To get the inside scoop about the new raised Pro-RMK chassis, we sat down with three engineers from Polaris: Marty Sampson (snowmobile development and testing manager), Cody Telford (RMK development engineer) and Luc Wilson (senior design engineer). They talked about the intense design and testing process – that took them all the way to South America – to make the sled agile, durable and fun to ride. For the complete story about new technology on 2016 snowmobiles, pick up the October 2015 issue of Snow Goer magazine.

 

Polaris raised Pro-RMK

Spindles for the raised Pro-RMK chassis are 1.375 inches taller between the ski saddle and lower A-arm mount point.

1. You first hit the snow with the raised RMK chassis in June 2011. What were your first impressions? What was great? What needed to be fixed?

Sampson: “When we built that first sled we knew the simple part of the raised chassis, which was getting the chassis out of the snow for clearance would be a good thing. We didn’t know a lot of the rest of what we were going to go find out about it. So we built it because it was an idea, a theory, a concept and we wanted to go learn what would we like and not like about it.

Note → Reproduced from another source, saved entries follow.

PR #430, opened 2026-05-14
feat(export-pixi): http options + publication_info improvements

mcg1969:
## Summary

Stacked on #429. HTTP-options support across all three command shapes, several `publication_info` fixes for downstream consumers, and a perf fix that cuts cold-start cost on the read path by ~80%.

## HTTP options translation in `pixi_export`

`supports_http_options: true` is implicit on `notebook:` and `bokeh_app:` commands. Translated per command type:

### `notebook:` commands

```toml
[tasks.nb]
cmd = """\
jupyter notebook report.ipynb \
--NotebookApp.default_url=/notebooks/report.ipynb \
{% if port %}--port {{ port }}{% endif %} \
{% if address %}--ip {{ address }}{% endif %} \
{% if url_prefix %}--NotebookApp.base_url={{ url_prefix }}{% endif %} \
{% if iframe_hosts %}--NotebookApp.tornado_settings={...}{% endif %} \
{% if no_browser %}--no-browser{% endif %} \
{% if use_xheaders %}--NotebookApp.trust_xheaders=True{% endif %}\
"""
args = [{ arg = "port", default = "" }, { arg = "address", default = "" }, ...]
```

### `bokeh_app:` commands

```toml
[tasks.app]
cmd = """\
bokeh serve myapp \
{% if host %}--host {{ host }}{% endif %} \
{% if port %}--port {{ port }}{% endif %} \
{% if address %}--address {{ address }}{% endif %} \
{% if url_prefix %}--prefix {{ url_prefix }}{% endif %} \
{% if not no_browser %}--show{% endif %} \
{% if use_xheaders %}--use-xheaders{% endif %}\
"""
args = [{ arg = "host", default = "" }, ...]
```

### Generic `unix:` with `supports_http_options: true`

```toml
[feature.sampleproj.tasks.dashboard]
cmd = """\
panel serve glaciers.ipynb \
{% if host %}--anaconda-project-host {{ host }}{% endif %} \
...
"""
args = [{ arg = "host", default = "" }, ...]
```

### `supports_http_options: false`

Scan the user's templated `unix:` line for HTTP Jinja vars (`{{ port }}`, `{{ host }}`, etc.) and declare pixi args only for the ones actually referenced. The cmd template is left verbatim.

### Per-tool arg counts

| shape | count | dropped |
|---|---|---|
| generic | 7 | — |
| `notebook:` | 6 | `host` (jupyter has no equivalent) |
| `bokeh_app:` | 6 | `iframe_hosts` (bokeh has no CSP) |

## `publication_info` improvements

* `info['commands'][name]['args']` — ordered list of pixi arg names. Empty for tasks without args. Lets downstream tooling drive `pixi run <task> *args` with positional values pulled from env vars or wherever.
* `info['commands'][name]['env_spec']` — resolves to an env that actually supports the task. Top-level tasks → resolved default env. Feature-scoped tasks → an env that includes the feature.
* `info['env_specs'][name]['locked']` — `True` if `pixi.lock` has an `environments[<name>]` entry. Silent `False` on any read/parse failure.
* `info['env_specs']` no longer surfaces a phantom `default` entry alongside user-declared envs.
* **Optional `project_type` argument** to force a specific manifest format. Default behavior (auto-detect, pixi-wins-when-both-present) is unchanged. Callers that need to read whichever they ask for explicitly — typically mid-conversion directories where both `pixi.toml` and `anaconda-project.yml` exist — can now pass `project_type='pixi'` or `project_type='anaconda-project'`. Asking for a format whose manifest is absent raises `FileNotFoundError`; an unrecognized value raises `ValueError`.
* **Optional `env_paths=True`** to populate `info['env_specs'][name]['path']` with the filesystem prefix for each declared environment. Off by default. For anaconda-project the path comes from each `EnvSpec.path()` — free. For pixi we shell out to `pixi info --json --manifest-path <pixi.toml>` and read `environments_info[].prefix`; failure to invoke pixi or parse its output raises `RuntimeError` since the caller explicitly opted in. When the source project is pixi *and* `env_paths=True`, the full `pixi info --json` payload is also stashed under an `_pixi` key in the result for callers that want richer pixi-specific data without making a second subprocess call.

## New `anaconda-project info` subcommand

Human-readable summary of `publication_info()` modeled on `pixi info`.

```
$ anaconda-project info --directory .
Project
------------
              Type: pixi
              Name: Attractors
       Description: A panel dashboard using datashader to interact with attractor equations.
         Directory: /Users/.../attractors

Commands
------------
           Command: dashboard  [default, http]
                  : env_spec: sampleproj
                  : cmd: panel serve attractors.ipynb {% if host %}...{% endif %} ...
                  : args: host, port, address, url_prefix, iframe_hosts, no_browser, use_xheaders

Environments
------------
       Environment: default
          Channels: https://repo.anaconda.com/pkgs/main, https://repo.anaconda.com/pkgs/r
  Dependency count: 12
      Dependencies: colorcet, datashader, fiona, geoviews, ipykernel, jupyter_bokeh, ...
            Locked: yes
```

Flags:

* `--json` — emit the `publication_info` dict as indented JSON, mirroring `pixi info --json`.
* `--env-paths` — include filesystem prefix paths for each environment. For pixi, this shells out to `pixi info --json` and (in `--json` mode) stashes the full pixi output under an `_pixi` key.
* `--project-type {pixi,anaconda-project}` — force a manifest format when both are present.

## prepare task convention (final)

Every converted project gets a `prepare` task. The body depends on context:

* **Source yml declared `downloads:`** → prepare invokes `ap_download.py` once per download.
* **No downloads** → prepare is a no-op `echo`. It still serves as the converted-project marker (downstream tooling detects converted projects by task name) and, when scoped to a non-default env's feature, as the env-selection entry point that makes `pixi run prepare` resolve to the right env.

## Cold-start perf fix

`publication_info()` was ~80x slower on `anaconda-project.yml` than on `pixi.toml` (~1150ms vs ~14ms on a small project). Profiling showed the gap was almost entirely module-import cost — paid once per process, but very visible in CLI tools and short-lived workers.

Three concurrent fixes in this PR:

1. **`current_platform()` reimplemented in pure Python** — mirrors `conda.base.context._native_subdir` (CONDA_SUBDIR override, sys.platform map, non-x86 machine table, pointer size). The previous implementation shelled out to `conda info --json` at *module-import time* (line `_default_platforms_with_current = ...`), accounting for ~1s on every `import anaconda_project`. Verified to match `conda info --json` on the dev machine; honors `CONDA_SUBDIR` so the existing parametrized non-x86 tests still pass.
2. **`default_platforms` updated** to `('linux-64', 'linux-aarch64', 'osx-arm64', 'win-64')` — the 2026 default set.
3. **Lazy imports** for heavy optional deps: `conda_pack._progress` and `tqdm` moved inside their call sites in `archiver.py`; `jinja2.Template` moved inside `_TemplateArgsTransformer.parse_and_template`. None of these are touched on the publication_info read path.

Result on a small attractors project (cold process):

| | before | after |
|---|---|---|
| anaconda-project | ~1149ms | ~180ms |
| pixi | ~14ms | ~9ms |
| anaconda-project (steady-state) | ~10ms | ~11ms |

The remaining ~140ms cold cost in dev checkouts is `_version.py` shelling out to `git describe` — versioneer writes a static `_version.py` at sdist/wheel build time, so installed distributions don't pay this cost.

## Test plan

* [x] 124 tests across `test_pixi_export.py` and `test_project_info.py` pass.
* [x] Glaciers (`panel serve` with `supports_http_options: true`): all 7 args declared; gated flags render correctly; `pixi run dashboard <host> <port> ...` works.
* [x] NYC Taxi (downloads): prepare task fetches the parquet; absent if downloads were also absent.
* [x] Multi-env with literal `default`: `default` slot commented in `[environments]`; default-feature packages folded; `env_spec` resolution names a real env.
* [x] `current_platform()` matches `conda info --json` on darwin/arm64.
* [ ] Convert a real notebook: project; verify `pixi run nb` accepts `--port` overrides correctly.
* [ ] Convert a real bokeh_app: project; verify `--show` (no-browser inverse) renders correctly.

### DIFF
--- a/.gitignore
+++ b/.gitignore
@@ -84,3 +84,11 @@ Thumbs.db
 # Project-specific
 anaconda-project-local.yml
 anaconda-project-prs/
+
+# Local AI tooling settings
+.claude/
+
+# Test artifacts produced by the local test runner
+cov.xml
+fake_project/
+fake_project.zip
--- a/anaconda_project/archiver.py
+++ b/anaconda_project/archiver.py
@@ -20,8 +20,12 @@ import tempfile
 import uuid
 import zipfile
 from io import BytesIO
-from conda_pack._progress import progressbar
-from tqdm import tqdm
+
+# `conda_pack` and `tqdm` are deferred to the call sites below
+# (`_archive_project_dir`, `_extract_files`). Importing them eagerly
+# adds tens of milliseconds to every `import anaconda_project.project`,
+# which `publication_info` and other lightweight consumers pay for no
+# reason — neither package is touched on the read path.
 
 from anaconda_project.frontend import NullFrontend, _new_error_recorder
 from anaconda_project.internal import logged_subprocess
@@ -259,6 +263,7 @@ def _leaf_infos(infos):
 
 
 def _write_tar(archive_root_name, infos, filename, compression, packed_envs, frontend):
+    from conda_pack._progress import progressbar
     if compression is None:
         compression = ""
     else:
@@ -294,6 +299,7 @@ def _write_tar(archive_root_name, infos, filename, compression, packed_envs, fro
 
 
 def _write_zip(archive_root_name, infos, filename, packed_envs, frontend):
+    from conda_pack._progress import progressbar
     with zipfile.ZipFile(filename, 'w') as zf:
         for info in _leaf_infos(infos):
             arcname = os.path.join(archive_root_name, info.relative_path)
@@ -446,6 +452,7 @@ def _extractall_chmod(zf, destination):
 
 
 def _extract_files_zip(zip_path, src_and_dest, frontend):
+    from tqdm import tqdm
     # the zipfile API has no way to extract to a filename of
     # our choice, so we have to unpack to a temporary location,
     # then copy those files over.
@@ -472,6 +479,7 @@ def _extract_files_zip(zip_path, src_and_dest, frontend):
 
 
 def _extract_files_tar(tar_path, src_and_dest, frontend):
+    from tqdm import tqdm
     with tarfile.open(tar_path, mode='r') as tf:
         if isinstance(frontend.underlying, NullFrontend):
             src_and_dest = tqdm(src_and_dest, desc='Extract ')
--- a/anaconda_project/internal/cli/info.py
+++ b/anaconda_project/internal/cli/info.py
@@ -1,0 +1,144 @@
+# -*- coding: utf-8 -*-
+# -----------------------------------------------------------------------------
+# Copyright (c) 2026, Anaconda, Inc. All rights reserved.
+#
+# Licensed under the terms of the BSD 3-Clause License.
+# The full license is in the file LICENSE.txt, distributed with this software.
+# -----------------------------------------------------------------------------
+"""`anaconda-project info` — human-readable summary of publication_info."""
+from __future__ import absolute_import, print_function
+
+import json
+import sys
+
+from anaconda_project.project_info import (
+    PROJECT_TYPE_PIXI,
+    PROJECT_TYPE_KEY,
+    publication_info,
+)
+
+
+def _format_section(title):
+    return '{}\n{}'.format(title, '-' * 12)
+
+
+def _format_label_value(label, value, width=18):
+    return '{:>{w}}: {}'.format(label, value, w=width)
+
+
+def _format_label_continuation(value, width=18):
+    return '{:>{w}}: {}'.format('', value, w=width)
+
+
+def _format_list(label, items, width=18):
+    """Format a label with a list of values, one per line, joined by ', '
+    on overflow. Mirrors `pixi info`'s layout for `Dependencies:`."""
+    if not items:
+        return _format_label_value(label, '', width=width)
+    return _format_label_value(label, ', '.join(items), width=width)
+
+
+def _print_text(info, project_dir):
+    """Render info as text, modeled on `pixi info`."""
+    project_type = info.get(PROJECT_TYPE_KEY, '<unknown>')
+    print(_format_section('Project'))
+    print(_format_label_value('Type', project_type))
+    print(_format_label_value('Name', info.get('name', '')))
+    if info.get('description'):
+        print(_format_label_value('Description', info['description']))
+    print(_format_label_value('Directory', project_dir))
+    print()
+
+    commands = info.get('commands') or {}
+    if commands:
+        print(_format_section('Commands'))
+        for name, cmd in commands.items():
+            tags = []
+            if cmd.get('default'):
+                tags.append('default')
+            if cmd.get('notebook'):
+                tags.append('notebook')
+            elif cmd.get('bokeh_app'):
+                tags.append('bokeh_app')
+            if cmd.get('supports_http_options'):
+                tags.append('http')
+            header = name
+            if tags:
+                header = '{}  [{}]'.format(name, ', '.join(tags))
+            print(_format_label_value('Command', header))
+            if cmd.get('env_spec'):
+                print(_format_label_continuation('env_spec: {}'.format(cmd['env_spec'])))
+            run_line = cmd.get('unix') or cmd.get('windows') or cmd.get('notebook') or cmd.get('bokeh_app') or ''
+            if run_line:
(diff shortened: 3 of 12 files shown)


A-Aron-T:
Tested the full integration path end-to-end:

1. **Export** — `supports_http_options` commands produce pixi tasks with `{% if var %}...{% endif %}` gates and `args = [{ arg = "host", default = "" }, ...]` declarations. Verified with Panel (`panel serve`), generic flask-style, `bokeh_app:`, and `notebook:` commands.

2. **pixi task runner** — Confirmed pixi 0.67.2 natively handles the `{% if %}` and `{{ var }}` template syntax in task `cmd` strings. Empty string args → falsy → flag omitted. Non-empty → truthy → flag emitted. Boolean-style flags (no value, just presence) work correctly.

3. **All three command shapes verified:**
   - Generic (`supports_http_options: true`): 7 args, `--anaconda-project-*` flags
   - `bokeh_app:`: 6 args (no `iframe_hosts`), bokeh-native flags (`--host`, `--port`, `--address`, `--prefix`). Inverted `{% if not no_browser %}--show{% endif %}` gate confirmed — empty = show browser, truthy = headless.
   - `notebook:`: 6 args (no `host`), Jupyter-native flags (`--ip`, `--NotebookApp.*`)

4. **Platform integration (`start_http_server.py`)** — Our launcher calls `pixi run --locked <command> <positional args...>` where positions match the declared `args` order. Tested that `publication_info()` returns args in declaration order.

   ⚠️ **Found a downstream integration bug in our `start_http_server.py` (line 128)**: the lookup does `standard_args.get(f'--anaconda-project-{arg}')` but pixi arg names use underscores (`url_prefix`, `iframe_hosts`, `no_browser`, `use_xheaders`) while `standard_args` keys use hyphens (`--anaconda-project-url-prefix`). Result: 4 of 7 args silently resolve to empty string. Fix is `arg.replace('_', '-')` in the lookup. We'll fix this on our side before these PRs merge — not a blocker for this PR.

5. **`anaconda-project info` subcommand** — Clean structured output in both human and `--json` mode. Correctly detects project type, tags commands with `[default, http]` / `[notebook, http]` labels. `--env-paths` resolves prefix locations via `pixi info --json`. All 10 info tests pass.

6. **`publication_info` improvements** — Confirmed `args` list, `env_spec` resolution, `project_type` forcing, `locked` detection, and `env_paths` all work. Cold-start at ~120ms (vs ~1149ms before the perf fix). 75 project_info tests pass.

**CI note:** The `test_main_help` test in `test_main.py` needs `'info'` added to the `all_subcommands` tuple (line 20) and a corresponding help text line. This is what's causing the CI failure in the rollup (#434) — trivial fix.

One callout: the `{% if %}` / `{{ }}` syntax in pixi tasks isn't prominently documented in pixi's own docs. It works today (deno_task_shell supports it), but might be worth a brief mention in the export docs so future maintainers know it's intentional, not accidental.

Looks good — this is the largest PR in the set and it holds up well.

mcg1969:
Thanks for the thorough end-to-end test — appreciate the cross-confirmation that pixi 0.67.2 actually parses the templated `cmd` strings as we expected.

Two items addressed:

* **CI fix** — pushed [646a2ed](https://github.com/anaconda/anaconda-project/commit/646a2ed) on this branch: added `'info'` to `all_subcommands` and the corresponding wrapped help line in `test_main.py`. That unblocks `test_main_help` / `test_main_help_via_entry_point` on the rollup. Verified locally — 7 passed.
* **Doc note on the `{% if %}` / `{{ var }}` syntax** — landed on `feature/docs-update` ([b0c2764](https://github.com/anaconda/anaconda-project/commit/b0c2764)) since this PR's branch doesn't carry the pixi-support page. Quick correction worth noting: pixi renders task `cmd` through MiniJinja *before* handing the rendered string to `deno_task_shell` for execution — the templating and the shell are two separate stages. The doc note reflects that.

On your `start_http_server.py` finding (the `arg.replace('_', '-')` bug at line 128) — good catch, no action needed on our side. Let us know if you'd like the `args` keys flipped to hyphens in the converter instead; happy to discuss, but underscores match pixi's own convention for arg names.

“There were a lot of theories flying around about how it would feel and what it would do. So we built that first one simply because we knew it would give you more clearance to go through the snow better. We took it out in either May or June of ’11, so late in the season. And one of the things we were wondering about was when you raise the sled that much, would it become more unstable or more tippy in off-cambers? We fairly early on realized that although it might be a little more tippy in off-camber situations, it wasn’t a dramatic difference, almost not noticeable that it was.

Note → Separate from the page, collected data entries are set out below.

PR #431, opened 2026-05-15
docs: project status, pixi support page, and modern feedback channels

### LINKED ISSUE #432: Drop pkg_resources fallback in internal.plugins; use importlib.metadata
## Symptom

`anaconda_project.internal.plugins` falls back to `pkg_resources.iter_entry_points` when the third-party `entrypoints` package is unavailable. On `setuptools >=81`, `pkg_resources` is no longer installed by default, so the fallback path raises `ModuleNotFoundError: No module named 'pkg_resources'` at import time.

```python
try:
    from entrypoints import get_group_named
except ImportError:  # py 2.7
    from pkg_resources import iter_entry_points
    ...
```

## Why this matters downstream

`anaconda-project-launcher` (and likely other consumers) hits this at server-extension load time. The launcher's serverextension imports `anaconda_project.project`, which transitively imports `anaconda_project.internal.plugins`. On a fresh setuptools-81+ environment without `entrypoints`, the launcher's extension fails to load with no obvious connection to setuptools.

We worked around it in `anaconda-project-launcher` by adding `entrypoints` to our run requirements. That works but is a workaround.

## Suggested fix

Replace the `pkg_resources` fallback with `importlib.metadata.entry_points`, which has been in the stdlib since Python 3.8:

```python
try:
    from entrypoints import get_group_named
except ImportError:
    from importlib.metadata import entry_points
    def get_group_named(group_name):
        return {ep.name: ep for ep in entry_points(group=group_name)}
```

`importlib.metadata.entry_points()` returns a `SelectableGroups` in 3.10+ that supports the `group=` keyword. For 3.8/3.9 compatibility, the `entry_points()` call returns a dict-of-lists keyed by group name; a small adapter handles both.

The third-party `entrypoints` fast-path can stay or be removed — it's no longer materially faster than the stdlib equivalent on modern Pythons.

## Reference

This was discussed during anaconda-project-launcher PR work; the workaround landed in https://github.com/anaconda/anaconda-project-launcher (added `entrypoints` to run deps).

mcg1969:
## Summary

Stacked on #435 (which is itself stacked on #430). Documentation refresh and infrastructure work to get the docs building cleanly on Read the Docs again, plus a new pixi support page covering the conversion features in #428–#430 and the export flags / public API in #435.

## Read the Docs revival

Three CI/config commits to get RTD building again:

* **`.readthedocs.yaml`** — RTD now requires a config file in the repo root or it fails to detect the project. Use the v2 schema with `miniforge3-latest`, our existing `docs/environment.yml`, and `docs/source/conf.py`.
* **`docs/environment.yml`** — drop `defaults` from the channel list (RTD can't accept the Anaconda ToS gate, and the solver was silently dropping `pydata-sphinx-theme`); unpin the theme so we get whatever conda-forge has shipped (currently 0.17.1).
* **`conf.py` html_theme guard** — fix the inverted `not on_rtd` check that left the theme at sphinx's default (alabaster) on RTD, then crashed because the pydata-only theme options below assumed pydata was loaded.

## Documentation refresh

* **New "Project status" section** on the front page acknowledging that anaconda-project has not been actively developed in some time and is largely superseded. Inline links to the four alternatives:
  * [conda-project](https://conda-incubator.github.io/conda-project/)
  * [pixi](https://pixi.sh/)
  * [uv](https://docs.astral.sh/uv/)
  * [conda-workspaces](https://github.com/conda-incubator/conda-workspaces)

  Notes that recent activity is centered on conversion to pixi / conda-workspaces.
* **New `pixi-support.rst` page** under its own caption in the docs nav, alongside Get started, User guide, and Reference. Covers:
  * Conversion conventions for env layout, channel handling, and command translation (the work in #428–#430).
  * The `prepare` task contract — when it's emitted and what it does — including the new behavior under `--use-default` (no-op prepare is dropped; only emitted when there are real downloads to fetch).
  * The HTTP-options dispatch table per command type (`unix:`, `notebook:`, `bokeh_app:`).
  * The `--use-default` and `--add-current-platform` flags from #435: what they do, the selection rules, when they're no-ops, and the recommendation/confirmation messages the CLI prints around them.
  * A "Programmatic export API" section documenting the hooks downstream consumers depend on: `project_ops.export_pixi` (returns `PixiExportStatus`), `project_ops.preview_pixi_export` (returns the four-key preview dict), and the public pickers `default_rename_target` / `current_platform_addition_target`.
  * The `info` command and the `publication_info` schema added in #429–#430.
  * The limitations that can't be translated faithfully (services, prompted variables).
* **Help and support page rewrite** — adds a "Project scope" callout pointing readers to pixi / conda-workspaces / uv for new project work, and replaces the stale `documentation@continuum.io` email with a redirect to the GitHub Issue Tracker. Anaconda, Inc. (formerly Continuum Analytics) hasn't monitored that address in years.
* **Disambiguate "Project"** — the bare word was ambiguous between the generic noun ("a project directory") and the tool itself. Walk the docs and replace bare `Project` with `anaconda-project` whenever the tool was meant. Brand-form `Anaconda Project` references and genuinely generic uses left alone. Drop the orphan "Stability" section and refresh the copyright header. Affects `index.rst`, `getting-started.rst`, `user-guide/concepts.rst`, and three task pages.
* **Install page rewrite** — anaconda-project hasn't been bundled with the Anaconda installer since 2022.05; the page still claimed it was and walked users through `conda list` to look for it. Replace with a short page covering install from defaults and conda-forge, the verify command, and a Miniconda pointer for users who don't yet have conda. (-73 / +11 lines.)

Fixes #432

## Test plan

* [x] No tests changed — existing tests unaffected.
* [x] Local sphinx build with `docs/environment.yml` passes under `-W` (warnings-as-errors). All four inline links resolve in the rendered HTML; the new section appears in the page TOC between the intro and Quick Start.
* [x] Verified RTD config locally with the same env file using a clean conda env.
* [ ] CI sphinx build passes.
* [ ] Read the Docs build passes after merge.

### DIFF
--- a/.readthedocs.yaml
+++ b/.readthedocs.yaml
@@ -1,0 +1,20 @@
+# Read the Docs configuration. See:
+# https://docs.readthedocs.com/platform/stable/config-file/v2.html
+#
+# Read the Docs requires this file (in the repository root) to build
+# the docs. Sphinx config and dependencies live under docs/.
+
+version: 2
+
+build:
+  os: ubuntu-24.04
+  tools:
+    # miniforge3 supplies conda + the conda-forge channel by default,
+    # which matches the resolution we get locally with the env file.
+    python: "miniforge3-latest"
+
+conda:
+  environment: docs/environment.yml
+
+sphinx:
+  configuration: docs/source/conf.py
--- a/docs/environment.yml
+++ b/docs/environment.yml
@@ -1,9 +1,11 @@
 name: anaconda-project-docs
 dependencies:
 - sphinx
-- pydata-sphinx-theme=0.14.4
+- pydata-sphinx-theme
 - sphinx-copybutton
 - sphinx-notfound-page
 channels:
-- defaults
+# `defaults` is intentionally omitted: Read the Docs build images
+# can't accept the Anaconda ToS gate that channel now requires, and
+# every package listed above is available on conda-forge.
 - conda-forge
--- a/docs/environment.yml
+++ b/docs/environment.yml
@@ -8,4 +8,10 @@ channels:
 # `defaults` is intentionally omitted: Read the Docs build images
 # can't accept the Anaconda ToS gate that channel now requires, and
 # every package listed above is available on conda-forge.
+#
+# This applies only to the docs build environment. Projects exported
+# via `anaconda-project export-pixi` still resolve against the user's
+# configured `default_channels` (typically `pkgs/main` + `pkgs/r`);
+# the conda-forge-only choice here is a build-tooling decision, not
+# a project-level default.
 - conda-forge
--- a/docs/source/conf.py
+++ b/docs/source/conf.py
@@ -13,8 +13,6 @@
 # All configuration values have a default; values that are commented out
 # serve to show the default.
 
-import os
-
 # If extensions (or modules to document with autodoc) are in another directory,
 # add these directories to sys.path here. If the directory is relative to the
 # documentation root, use os.path.abspath to make it absolute, like shown here.
@@ -126,10 +124,12 @@ todo_include_todos = False
 # a list of builtin themes.
 #
 
-on_rtd = os.environ.get('READTHEDOCS', None) == 'True'
-
-if not on_rtd:  # only import and set the theme if we're building docs locally
-    html_theme = 'pydata_sphinx_theme'
+# Always set the theme. The previous `if not on_rtd:` guard skipped this
+# when building on Read the Docs (where READTHEDOCS=True), back when RTD
+# injected its own theme. RTD no longer does that — without the explicit
+# assignment sphinx falls back to alabaster, which doesn't understand the
+# pydata-specific options below and fails to render.
+html_theme = 'pydata_sphinx_theme'
 
 # Theme options are theme-specific and customize the look and feel of a theme
 # further. The documentation for the current theme is found at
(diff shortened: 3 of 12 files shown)


A-Aron-T:
Docs look good. The RTD revival (`.readthedocs.yaml` + conda-forge-only docs env) is the right approach — avoids the Anaconda ToS gate on RTD builders.

The pixi support page covering #428–#430 and #435 features will be useful for users discovering the export path. Nice that it documents the `info` subcommand and `publication_info` options as well.

One note: the docs env uses conda-forge only (which is fine for build tooling — sphinx, theme, etc.), but worth a comment somewhere that the _exported projects_ still resolve against `pkgs/main` per #429's channel defaults. Just to avoid confusion if someone reads the docs env.yml and thinks conda-forge is the project-level default.

mcg1969:
Thanks. Both items addressed in [b0c2764](https://github.com/anaconda/anaconda-project/commit/b0c2764) on this branch:

* **`docs/environment.yml`** — added a comment explaining the conda-forge-only choice is for the docs build environment specifically, and that exported projects still resolve against the user's configured `default_channels` (typically `pkgs/main` + `pkgs/r` per #429).
* **Pixi template-syntax note** — added to the HTTP options section of `pixi-support.rst`, explaining that the `{% if %}` / `{{ var }}` syntax is intentional. Pixi renders task `cmd` through MiniJinja before deno_task_shell ever sees it; the feature is supported but not prominently documented upstream.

“We also realized that there was more to it than just the snow clearance because we didn’t have deep snow, but we nearly immediately recognized that it enhanced your ability to sidehill on very steep sidehills [because of clearance to the chassis]. The clearance that it built in, with everything else being the same, that became kind of the big piece of … the conversation was, ‘Wow, look what you can do with this that you couldn’t do with our other sled, because of the clearance.’

“We were sidehilling down a very steep slope and you were able to maintain control of the sled because the plastic wouldn’t pick the track up off the snow. When we tried to do it on the Pro-Ride we had with that day, the side panel and running board would pick the track up off the snow and you’d slide down out of control. So there was a major difference in both steep sidehilling and downhill sidehilling.” (This testing was in Wyoming)

[About what didn’t go right] “At that point because of the snow condition, where we were and what we needed to learn we didn’t have anything that we necessarily thought we needed to go fix on it. What needed to be fixed was the testing conditions. When you’re talking about mountain sleds, you have to be very careful about making changes and not knowing what it does in a wide variety of conditions.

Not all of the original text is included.